Instituição: Universidade de São Paulo (USP). Faculdade de Medicina de Ribeirão Preto
Data de defesa:
Orientador: Figueiredo, Luiz Tadeu Moraes
Área do conhecimento: Ciências Biológicas - Microbiologia
Indexada em: Banco de Dados Bibliográficos da USP-DEDALUS
Localização: Universidade de São Paulo. Biblioteca Central do Campus de Ribeirão Preto; FMRP/Barros, Veridiana Ester Dias de
Resumo

As arboviroses representam grave problema de saúde pública no Brasil. Dentre as arboviroses, aquelas transmitidas por mosquitos e causadas por Flavivirus são as mais importantes causadoras de surtos ou epidemias. Flaviviroses, como o dengue e a febre amarela, são responsáveis por doenças humanas de grande morbidade e representativa mortalidade. A fisiopatologia de algumas flaviviroses, como a do dengue na sua forma hemorrágica, relaciona-se à infecção maciça de células macrofágicas. Esse estudo objetivou investigar a infecção de macrófagos peritoneais de camundongos infectados por diferentes Flavivirus brasileiros.

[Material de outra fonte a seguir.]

PR #446, opened 2024-12-17
asusd: Add at v6.1.0-rc2

flukejones:
Add asusd laptop control daemon for ASUS laptops.


Pheoxy:
You need to fix the homepage in the stone.yaml

ReillyBrogan (changes requested):
I was going to leave specific comments here, but honestly I'm very confused by this build.

- Why is it specifying `toolchain: gnu`, does it not build with Clang?
- Is mold a build requirement or is it just because it shaves a bit of time off the build? (hint: if I'm asking this question it's because there should be a comment in the recipe explaining the choice)
- Why is it pulling in `cmake` when it appears to use `make`?

ReillyBrogan:
Oh okay I just realized that you copied and pasted what was in the zed recipe. Feel free to ping me when you want this to actually be reviewed then.

a/asusd/stone.yaml
```diff
@@ -0,0 +1,41 @@
...
+homepage    : https://asus-linux.org/
+upstreams   :
+    - git|https://gitlab.com/asus-linux/asusctl.git : d785e17f9518c414134ce00585f1d83c0698090c
+description : |
+    Control ASUS platform features such as LEDs, AniMe, fans and more.
+builddeps   :
+    - binary(cargo)
+    - binary(cc)
+    - binary(clang)
+    - binary(make)
```
ReillyBrogan, line 21: These four dependencies can most likely be removed. 

- `clang` is pulled in automatically as a dependency of cargo/rust. 
- `cc` shouldn't be required if the makefiles/scripts are respecting the value of the CC and CXX environmental variables (and if they're not then most likely they're not respecting other variables like CFLAGS/CXXFLAGS/LDFLAGS and should be fixed). 
- Boulder will automatically add builddeps when certain macros are used. `%cargo_fetch` automatically adds a dependency on cargo, `%make` and `%make_install` add make.

a/asusd/stone.yaml
```diff
@@ -0,0 +1,41 @@
...
+    - pkgconfig(libinput)
+    - pkgconfig(libudev)
+    - pkgconfig(libseat)
+    - pkgconfig(libzstd)
+    - pkgconfig(libpcre2-8)
+    - pkgconfig(expat)
+    - pkgconfig(gbm)
+    - pkgconfig(gtk+-3.0)
+    - pkgconfig(xkbcommon)
```
ReillyBrogan, line 30: I feel like many of these pkgconfig dependencies are unnecessary and can be removed. I took a look at the project source code and (correct me if I'm wrong since you seem heavily involved in the project) it looks like it's only or mostly only Rust code. For rust code you can generally infer system library dependencies by checking the Cargo.lock and looking for `-sys` depenencies and dependencies that have `cc` or `pkg-config` as dependencies of themselves. While I see a few such dependencies many of them don't seem to correspond to the dependencies in the list here, nor are they getting linked against (see the `soname(*)` dependencies in `manifest.jsonc`).

a/asusd/monitoring.yaml
```diff
@@ -0,0 +1,5 @@
+releases:
+  id: 376375
+  rss: ~
```
ReillyBrogan, line 3: Since this is a Gitlab-hosted project you can grab the RSS feed URL from the tags page: https://gitlab.com/asus-linux/asusctl/-/tags

a/asusd/stone.yaml
```diff
@@ -0,0 +1,41 @@
...
+toolchain   : gnu # strip is used by default due to bin size
```
ReillyBrogan, line 31: This is still confusing to me, and the comment seems like you might think `toolchain: gnu` means something it doesn't. By default we setup environmental variables and add builddeps such that Clang/LLVM is used as the toolchain. `toolchain: gnu` changes that so that GCC and binutils (`ld`) are added as builddeps and environmental variables are set so that it's used as the default toolchain. 

It sounds like you are trying to use `toolchain: gnu` so that `strip` gets pulled in (when LLVM is used it prefers `llvm-strip` instead). This is probably incorrect for two reasons:
- The makefiles/scripts should check the value of the `STRIP` environmental variable and use the value of that instead of just looking for `strip` (you can have `strip` as a fallback if `$STRIP` isn't set)
- We actually almost never want the package recipe to run `strip` itself. Boulder actually runs strip itself at the end of the build on all detected ELF binaries and separates out the debug information so that `-dbginfo` subpackages can be created. This allows a user to install said debug info themselves so they have good stacktraces for crashes (and in the future we'll have debuginfod so debug information can be pulled in automatically).

a/asusd/stone.yaml
```diff
@@ -0,0 +1,41 @@
...
+networking  : yes
+setup       : |
+    %cargo_fetch
+build       : |
+    RUST_BACKTRACE=1 %make
+
+# the Makefile installs the bins + resources
+# so lets use that instead of doing it manually
+install     : |
+    %make_install
```
ReillyBrogan, line 41: I see that this uses Make to wrap cargo. If possible we want [our default cargo options](https://github.com/serpent-os/tools/blob/main/boulder/data/macros/actions/cargo.yaml) to be passed to Cargo directly, could you see if something like this will work? Escaping quotations might be difficult, in that case it might be prudent to just use `%cargo_build` directly in the build phase and just save `%make_install` for the install.
```
build       : |
    RUST_BACKTRACE=1 %make ARGS="%(options_cargo_release)" 
# the Makefile installs the bins + resources
# so lets use that instead of doing it manually
install     : |
    %make_install TARGET="%(target_triple)"
```

ReillyBrogan (changes requested):

a/asusd/stone.yaml
flukejones: the crate `slint` requires most of these.

a/asusd/stone.yaml
flukejones: Ah, I'll update the Makefile then

a/asusd/stone.yaml
flukejones: I'm using makefile to install resources like this https://gitlab.com/asus-linux/asusctl/-/blob/main/Makefile?ref_type=heads#L58

Reason I did it this way was to avoid having to manually do it for all package types.

flukejones:
I think that was a good clean up. Build tested, install tested, run tested.

ReillyBrogan (changes requested):
Looks much better now! The only thing that _needs_ to be fixed is that some changes to the linux desktop manifest seem to have snuck in during a rebase/amend.

Once that's done I'll approve this, but if you want since you need to poke it anyway you could move the comment about installing data/bins into the install block itself. The other minor thing you could change is to change
```
license     :
    - MPL-2.0
```
To
```
license     : MPL-2.0
```

Neither of these changes require a rebuild.

The final optional thing you could do would be to pre-enable the services out of the box (if that's desirable to users).

If you want to do that then create two files `asusd.preset` and `asusd-user.preset` in the pkgdir with the following contents respectively:
```
enable asusd.service
```
and
```
enable asusd-user.service
```
And then install these to `%(installroot)%(libdir)/systemd/system-preset/50-asusd.preset` and `%(installroot)%(libdir)/systemd/user-preset/50-asusd-user.preset`. Then they'll be enabled by default by a trigger.

Ignore if the services are DBUS-activated instead.

flukejones:
The services are udev rule activated. But it would be handy to be able to start them on install

ReillyBrogan (approved):

ikeycode (approved):

PR #452, opened 2024-12-20
bash: Enable support for sourcing from ~/.bashrc.d OOTB

joebonrichie:
**Test Plan**

- Ensure that the user shell in `/etc/passwd` is `/usr/bin/bash`
- Remove any pre-existing `~/.bash{rc,_profile}`
- `mkdir -pv ~/.bashrc.d`
- `echo 'export KILLROY_WAS_HERE=bash' > ~/.bashrc.d/99_KILLROY_WAS_HERE.bash`
- Open new terminal
- Check that  `echo $KILLROY_WAS_HERE` outputs `bash`


b/bash/pkg/profile
```diff
@@ -16,4 +16,13 @@ if [ -d /etc/profile.d ] ; then
     unset script
 fi
 
+if [ -d ~/.bashrc.d ]; then
```
ermo, line 19: This should probably add a "are we running bash"? conditional with `and` logic, to avoid the solus situation of zsh users getting tripped up over it?

Can add a similar .zshrc.d section too for good measure in a separate PR?

ermo (changes requested):
Need to consider the $OTHERSHELL use case here as well, hence requesting changes.

joebonrichie:
lgtm

ikeycode (approved):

A infecção celular foi inicialmente confirmada por teste de imunofluorescência indireta no qual observou-se fluorescência celular quando comparada à de macrófagos não infectados. O estudo incluiu microscopia de varredura na qual macrófagos infectados com os vírus Rocio (ROC), febre amarela (YF), Bussuquara (BUS) e da encefalite de Saint Louis (SLE) apresentaram alterações da forma, tamanho e superfície, com acentuação no tamanho dos prolongamentos citoplasmáticos (pseudópodos). À microscopia de transmissão observou- se, independente do Flavivirus infectante, alterações citopatológicas sugerindo grave comprometimento celular. Ocorreu hipertrofia do retículo endoplasmático (rRE) por todo o citoplasma, com aparecimento de grandes vesículas intracitoplasmáticas contendo, no interior, material amorfo e finamente granulado, com partículas esféricas de tamanho variável, muitas com aproximadamente 50 a 60 nm de diâmetro, provavelmente, correspondendo a partículas virais em formação. Os macrófagos infectados apresentaram rRE hipertrofiado e com centros eletrondensos, características que podem ser associadas a grande atividade de síntese protéica. Visualizou-se muitos ribossomos livres no citoplasma e, também, foi possível observar o complexo de Golgi com alargamento de suas vesículas. apresentaram-se preservadas e sem alterações aparentes. Os núcleos mostraram-se preservados em sua forma e posição, mas freqüentemente exibiam rarefação cromatínica. À imunomicroscopia eletrônica observou-se maior quantidade de partículas de ouro coloidal nos macrófagos infectados quando comparados aos não infectados. Antígenos de Flavivirus foram observados nos macrófagos infectados, em diversos pontos dos citoplasmas, mais freqüentemente em vesículas. Também, estudou-se a produção de citocinas e óxido nítrico (NO) nos macrófagos infectados com Flavivirus... (AU)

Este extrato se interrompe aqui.